So let's move onto your BJT voltage follower. You didn't show an explicit example, so here's my recreation of one. The discrepancy here is much less severe than with the LTC6268 and also oddly symmetric. Another important clue is that as you reduce the maximum timestep the output swing shrinks dramatically.

enter image description here

enter image description here

enter image description here

Weird symmetric oscillations like these can sometimes be due to the numerical integration method so I thought to try .options method=gear. Sure enough, the oscillations go away regardless of maximum timestep.

enter image description here

One would think that the integration method shouldn't have any effect, since there are no capacitors or inductors to integrate (default NPN model has these all set to zero). However, it's important to understand that LTspice's default method of "modified trap" is really a post-processing step applied to any transient simulation. Also, according to the built-in LTspice Help page titled "Integration Methods" modified trap can introduce:

...a small error in the saved value, which increases with increasing time step. If this error is unacceptable, use trap integration instead. In the majority of cases, the elimination of trap ringing far outweighs the small loss of accuracy.

This explains why the larger timestep accumulates more error.

With this sorted out, let's go back to your LTC6268 circuit to confirm this is a separate mechanism than the internally referenced zero nodes.

enter image description here

OK. The Gear integration method didn't change anything, so this checks out. But what do you do if you wanna use an actual opamp that's immune to this? You have a couple options that I know of. First, you can use a transistor-based model. For example, there is an educational example that ships with LTspice named LM741.asc. You can export this schematic's netlist and turn it into a subcircuit like so:

.subckt LM741 IN+ IN- VCC VEE OUT
Q1 N001 IN+ N007 0 NP
Q2 N001 IN- N008 0 NP
Q5 N010 N009 N008 0 PN
Q6 N012 N009 N007 0 PN
Q7 N012 N015 N017 0 NP
Q8 N010 N015 N018 0 NP
Q3 VCC N012 N015 0 NP
Q4 N001 N001 VCC 0 PN
R1 N017 VEE 1K
R2 N015 VEE 50K
R3 N018 VEE 1K
Q9 N009 N001 VCC 0 PN
Q10 N002 N002 VCC 0 PN
Q11 N003 N002 VCC 0 PN
Q12 N013 N013 VEE 0 NP
Q13 N009 N013 N019 0 NP
R4 N019 VEE 5K
Q14 N003 N004 N006 0 NP
Q15 N006 N014 N016 0 NP
Q16 N006 N010 N014 0 NP
R5 N014 VEE 50K
R6 N016 VEE 50
Q17 N010 N016 VEE 0 NP
C1 N003 N010 30p
R7 N006 N004 7.5K
R8 N003 N004 4.5K
Q18 VCC N003 N005 0 NP
Q19 VEE N006 N011 0 PN
R9 N005 OUT 25
R10 OUT N011 50
Q20 N003 N005 OUT 0 NP
R13 N002 N013 39K
.model NP NPN(BF=125 Cje=.5p Cjc=.5p Rb=500)
.model PN LPNP(BF=25 Cje=.3p Cjc=1.5p Rb=250)
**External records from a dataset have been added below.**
PR #16926, opened 2018-03-10
Remove extra hyphen in option description

lee-dohm:
### Description of the Change

Extra hyphen is in documentation but not on the actual parameter.

### Alternate Designs

N/A

Because it already is.

### Benefits

People will stop being confused by incorrect documentation.

### Possible Drawbacks

None known.

### Verification Process

Checked to make sure the `--help` documentation was correct.


as-cii:
Thanks!

Issue #16933, opened 2018-03-11
Dock Bug: Crossing dock toggle with drag and drop breaks dock positioning


Mootly:
### Prerequisites
* [X] Put an X between the brackets on this line if you have done all of the following:
    * Reproduced the problem in Safe Mode: Attempted. None of the directions to enter safe mode or attempts to work around them worked. Might because this computer is running beta and there is a space in the file name (but everything from atom to 'Atom\ Beta' errors when executing from within the Contents/MacOS/ folder).
    * Followed all applicable steps in the debugging guide: 
    * Checked the FAQs on the message board for common solutions: N/A
    * Checked that your issue isn't already filed: None found.
    * Checked that there is not already an Atom package that provides the described functionality: N/A

### Description
Dragging a file from the finder so the mouse path crosses the dock toggle of a closed left dock (tree-view pane) triggers the dock toggle, but does not redraw the rest of the window to accommodate the pop-out.

### Steps to Reproduce
(Note: I have vertical tabs and tree-view enabled.)
1. With Atom open and the tree-view pane closed, open file manager/finder to the left of the window.
2. Drag a file from the file manager/finder to the Atom window so it crosses the toggle control on the closed dock.

**Expected behavior:** [What you expect to happen]
File appears in new tab with no other events triggered.

**Actual behavior:** [What actually happens]
The tree-view pane opens, but the rest of the window does not redraw to accommodate it. Toggling the dock after this moves the rest of the window back and forth as if the dock were toggling but not the dock, which remain open over overlaps the other content in the window.

Only resolved by restarting Atom.

**Reproduces how often:** [What percentage of the time does it reproduce?]
100%
Only occurs when dragging and dropping. Just dragging over the window with the left button pressed and nothing selected has no effect.

### Versions
Various. Tested both on Mac (beta) and multiple Windows boxes (current non-beta and older standalone).

### Additional Information
Disabled vertical tabs and toolbar, both to no effect.
Reproducible on bottom dock as well. Nothing docked to right.
Maybe the toggle is looking for a mouse event without checking whether the event occurred over the toggle or entered the toggle after occurring elsewhere? The dev console doesn't show any listeners for the toggle or its immediate parent divs.
<img width="630" alt="dock-open" src="https://user-images.githubusercontent.com/1514228/37257058-3346aeac-253a-11e8-8c39-4a33766c80d8.png">
[...]

PR #16864, opened 2018-03-01
Convert Dock class to Etch

matthewwithanm:
Since #16116 is going to require big changes to how docks are layed out (for which I'll be using etch), I wanted to convert Dock itself. Then I'll update `Dock::render()` to replace the PaneContainer with a `DockGroupContainer` (which itself will render `DockGroups`).

Dock was already written in a super Reacty way so there isn't much being changed here. Basically, `render()` just returns vdom instead of being a side-effect cesspool.

While working on this, I (re)discovered #16769. In order to be able to verify that I didn't make a mess of things with this PR, I fixed that issue in #16863 and rebased on that. I opened this as a PR against that branch for review purposes, but after that's merged I'll rebase it onto master and switch the base. Please let me know if there was a better way to do it!

PR #16936, opened 2018-03-12
Fix bug caused by dragging file from desktop through dock handle

matthewwithanm:
This is a fix for #16933. To avoid rebase issues I based it on #16864.

The problem is that, while the workspace element only cares about drags originating from the current document, the same isn't true of the "dragenter" event that that dock uses. Rather than trying to handle this class of events specially in the dock, we simply limit our listening to when something is being dragged. Since we have a single source of truth for this information, this should be resilient to future changes in logic.

### DIFF
--- a/src/dock.js
+++ b/src/dock.js
@@ -233,7 +233,7 @@ module.exports = class Dock {
         ),
         $(DockToggleButton, {
           ref: 'toggleButton',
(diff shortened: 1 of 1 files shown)


daviwil (approved):
Awesome, thanks a lot for fixing this!

PR #16942, opened 2018-03-13
Fix snapshot creation after spell-check upgrade

as-cii:
### Description of the Change

This pull request pulls in the latest changes from electron-link which allow to exclude every module required from a particular file. With this new capability, we can now workaround the issue introduced with the upgrade of the spell-check package, which started requiring the `xregexp` module.

Specifically, we will now exclude all the modules required from `node_modules/xregexp/xregexp-all.js`; this file is already "browserified", meaning that it should be fine to embed it verbatim inside the snapshot. The errors observed in e.g. https://circleci.com/gh/atom/atom/7139 were in fact caused by trying to process `xregexp`'s already "browserified" modules again using electron-link.

### Alternate Designs

Unclear.

### Benefits

The build will start passing again and we can use the latest version of spell-check as well.

### Possible Drawbacks

Unclear.

### Verification Process

* CI is green again.
* Verify that spell-check works correctly by typing non-English words in an untitled buffer.

/cc: @lee-dohm @daviwil


daviwil:
:+1: Thanks @as-cii!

You can then use the opamp2 symbol to use this subcircuit in your simulation. If we do that, the discrepancy that was there when using the LTC6268 is gone and you're left with only a teeny bit of numerical noise from the solver. We still need the .options method=gear or need to set a super tiny maximum timestep since this model is built from BJTs (as discussed above).
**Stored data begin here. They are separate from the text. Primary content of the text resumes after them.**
PR #16950, opened 2018-03-14
Uninstall blacklisted packages automatically

as-cii:
In the scenario where a bad actor has published a malicious package (e.g., harvesting computer resources for use in cryptocurrency mining without user consent, transmitting sensitive data without user consent, etc.) and users have installed it, we would like a way to helpfully remove that package from affected user systems. 

As such, with this pull request we are introducing a new mechanism that fetches a list of blacklisted packages from atom.io before any 3rd-party package gets loaded. If any of the blacklisted packages happen to be installed on the user system, Atom will attempt to uninstall automatically:

successful

If that fails for some reason (e.g., path permission issues), the package will still **not** be loaded but users will be informed that they need to uninstall the malicious package(s) manually:

permission denied

A few notes about how this was implemented:

* Checking whether a package is malicious or not happens **before** loading any third party code. This is to prevent an already `require`d package from monkey-patching and bypassing our safety measures. Please, note that there is no way (at least with plain Node APIs) of stopping a package's code from running once it has been loaded into the V8 isolate.
* The atom.io API URL is hardcoded and is not read from `process.env`. This adds some friction to local development, but it prevents malicious packages from permanently modifying a user's environment (which would always bypass the security feature herein proposed).
* `PackageManager::loadPackages` has now become asynchronous due to `window.fetch`ing the list of malicious packages from atom.io. What this means is that startup time _may_ become slightly worse, but we think we can mitigate this by using `Cache-Control` headers in the server response.
* The atom.io API returns a list of all blacklisted packages. While this list is potentially unbounded, we didn't want to send the installed user packages over the wire to respect user privacy concerns.
* There is a chance that a user had `apm link`ed a locally developed package whose name gets blacklisted at some point. Uninstalling the package is the wrong thing to do in that case, but we still think it is okay because it is a non-destructive action. Atom will not try to delete the actual folder but will just remove the symlink instead.

### TODO

* [x] Deploy blacklist endpoint to staging
* [x] Test that this code works correctly using staging
* [ ] Deploy blacklist endpoint to atom.io

@lee-dohm @jasonrudolph @haacked: I would :heart: your input on the messaging I have used in the notifications above. Please, feel free to edit this branch to make any modification you think might make that UX more user-friendly.

/cc: @atom/core

### DIFF
--- a/src/package-manager.js
+++ b/src/package-manager.js
@@ -931,6 +931,10 @@ module.exports = class PackageManager {
           It is strongly recommended that you delete the above folders manually.
         `
       })
+    } else {
+      this.notificationManager.addSuccess('Successfully uninstalled malicious packages', {
+        dismissable: true
+      })
     }
   }
 }
--- a/src/package-manager.js
+++ b/src/package-manager.js
@@ -18,7 +18,7 @@ const dedent = require('dedent')
 // blacklisted yet) from permanently modifying the env when they are installed.
 // This adds some friction to the development process but guarantees that Atom
 // will always hit the right endpoint.
-const BLACKLIST_API_URL = 'https://atom.io/api/blacklist'
+const BLACKLIST_API_URL = 'https://atom.io/api/packages/blacklisted'
 
 // Extended: Package manager for coordinating the lifecycle of Atom packages.
 //
--- a/src/package-manager.js
+++ b/src/package-manager.js
@@ -11,6 +11,14 @@ const Package = require('./package')
 const ThemePackage = require('./theme-package')
 const {isDeprecatedPackage, getDeprecatedPackageMetadata} = require('./deprecated-packages')
 const packageJSON = require('../package.json')
+const dedent = require('dedent')
+
+// Note that we are hardcoding the URL into the source code as opposed to using
+// an environment variable here to prevent malicious packages (that haven't been
+// blacklisted yet) from permanently modifying the env when they are installed.
+// This adds some friction to the development process but guarantees that Atom
+// will always hit the right endpoint.
+const BLACKLIST_API_URL = 'https://atom.io/api/blacklist'
 
 // Extended: Package manager for coordinating the lifecycle of Atom packages.
 //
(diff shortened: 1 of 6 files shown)


src/package-manager.js
```diff
@@ -869,4 +887,54 @@ module.exports = class PackageManager {
...
     }
   }
+
+  async fetchBlacklist () {
+    try {
+      const response = await window.fetch(BLACKLIST_API_URL)
+      const blacklist = await response.json()
+      return new Set(blacklist)
+    } catch (e) {
+      return new Set()
```
steelbrain: This should log the error somewhere so we at least know when it's failing. Maybe `console.warn`?

alexandernst:
IMHO this is not a good idea, no matter how good the intention is. The user is solely responsible for whatever packages get installed into the editor. The editor should not act like an antivirus-like software.

damieng:
@alexandernst totally disagree. If a bitcoin miner comes in via a package then people will blame Atom for taking 100% cpu.

alexandernst:
Ok, here is how I see this.

This patch will actively protect users only from the very basic forms of "a bad plugin", that is, the type of malicious plugins that do `<whatever>` in the code of the plugin itself. Think about that as if you were a person that is willing to use Atom's plugins ecosystem to spread, let's say, a bitcoin miner.

Would you mine bitcoins in the plugin itself? Or would you just use the plugin to install some sort of software that would

1) hide itself better than a plugin (rootkit-like)
2) have better performance than a plugin (native code vs js)
3) can't be stopped by disabled plugins in Atom

You'd use the second option, right?

Which leads us back to my main point: this patch will protect only agains very very very basic forms of malicious code. And as a con, it will hurt the already not-so-great startup performance of Atom.

So, unless you're willing to actively review all the submitted plugins at atom.io and publish only the ones that really pass a certain level of "code quality" (a-la Apple with their App Store), this patch won't really make any difference.

Ingramz:
I have to agree with @alexandernst here. It will be an endless cat-and-mouse game: every time a new kind of _protection_ is added, malicious actors will find a way around it. So for example if you start blacklisting packages by name, the first workaround would be to locally rename the package to something random before the malicious package's original name gets blacklisted. It does cut the package from being updated in the future, but most likely things will keep working for a long time before the user notices. But if you already know how to do that, you might as well just do any of the things mentioned in the previous reply.

Also some privacy-conscious people might not like their text editor hitting an api endpoint every time they launch the editor (leaking date/time, approximate location via ip address when editor was launched).

My conclusion is essentially the same, either start reviewing the packages before they are submitted to atom.io/packages (control all of the code entering packages repository) or educate users before installing their first package that they should do this only at their own discretion (accept that packages are too powerful for you to control and advertise it as a feature).

cengizhan:
i like the idea. but disabling the package may be a better idea. and when the user tries to enable it back, he should be informed that the package had been disabled for the reason written in the blacklist (malicious, incompatible, depreceted, etc)

PR #16957, opened 2018-03-16
Fix documentation for the Config class

### LINKED ISSUE #16955: Config missing from Atom 1.25 docs
The entire Config class is missing from the [Atom 1.25 documentation](https://atom.io/docs/api/v1.25.0/Config), whereas it was present in the [Atom 1.24 documenation](https://atom.io/docs/api/v1.24.0/Config).

A quick search of the `atom-api.json` file for the beta indicates that it's missing there too.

enter image description here

There is another more versatile option I know of, and it doesn't appear to rely on the integration method or the maximum timestep. A few years ago, I wrote a generic opamp subcircuit which tries to match LTspice's built-in "UniversalOpamp2". I wrote it for the KiCad/ngspice project to give users a universal opamp to use in their simulations. One of the main goals of the subcircuit was to make sure it's completely floating from the zero node such that you can add noise sources to your VCC/VEE pins if needed. You can import this subcircuit into LTspice since I made sure it was also LTspice compatible. Doing so also results in what you would expect:

enter image description here


I tried your circuit with an LT6244 (and others like LF13741 ...).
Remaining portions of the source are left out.